## Record excerpts
PR #626, opened 2021-05-28
GFORMS-1073 - Group component is not allowed in Declaration section

SandipKhedekar:


app/uk/gov/hmrc/gform/formtemplate/FormTemplatesControllerRequestHandler.scala
```diff
@@ -195,7 +199,13 @@ object FormTemplatesControllerRequestHandler {
...
       }
 
-    sectionValidations andKeep dmsFormIdValidations andKeep jsonValue.transform(
+    val declarationSectionValidations: JsResult[Unit] = (jsonValue \ "declarationSection" \ "fields").toOption match {
+      case Some(fields) if fields.as[JsArray].value.flatMap(jv => (jv \ "type").asOpt[String]).contains("group") =>
+        invalidGroupComponentInDeclarationSection
+      case _ => JsSuccess(())
+    }
+
+    declarationSectionValidations andKeep sectionValidations andKeep dmsFormIdValidations andKeep jsonValue.transform(
```
josef-vlach, line 208: We should not validate this on json level. Json level validation are supposed to be really low level.

We should check this on `FormTemplate` level. Best place is to add new check into [Verifier.scala](https://github.com/hmrc/gform/blob/master/app/uk/gov/hmrc/gform/formtemplate/Verifier.scala)

josef-vlach (changes requested):

app/uk/gov/hmrc/gform/formtemplate/DestinationsValidator.scala
```diff
@@ -36,15 +39,25 @@ object DestinationsValidator {
...
+      val groupComponentIds = extractGroupComponentIds(destinationList.declarationSection.fields)
+      groupComponentIds.isEmpty.validationResult(groupComponentInDeclaration(groupComponentIds))
+  }
+
+  def extractGroupComponentIds(fcs: List[FormComponent]): List[FormComponentId] = fcs
+    .map(fc => (fc.id, fc.`type`))
+    .collect { case (fcId, Group(gFields, _, _, _, _)) =>
+      fcId :: extractGroupComponentIds(gFields)
+    }
+    .flatten
```
josef-vlach, line 54: We can make this simpler, by returning only `Option[FormComponentId]`. 

Also recursion can be eliminated, since outer `Group` will be always detected.

Also use existing `IsGroup` extractor rather than custom `map(...).collect(...)` combo. My guess would be to implemented it somehow like `fcs.collectFirst { case g @ IsGroup(_)) => g.id }`

josef-vlach (changes requested):

app/uk/gov/hmrc/gform/formtemplate/DestinationsValidator.scala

## What the exercise asks
If a line of the records above holds the string "extractGroupComponentIds", count it; then state only how many such lines there are.

## Expected output
3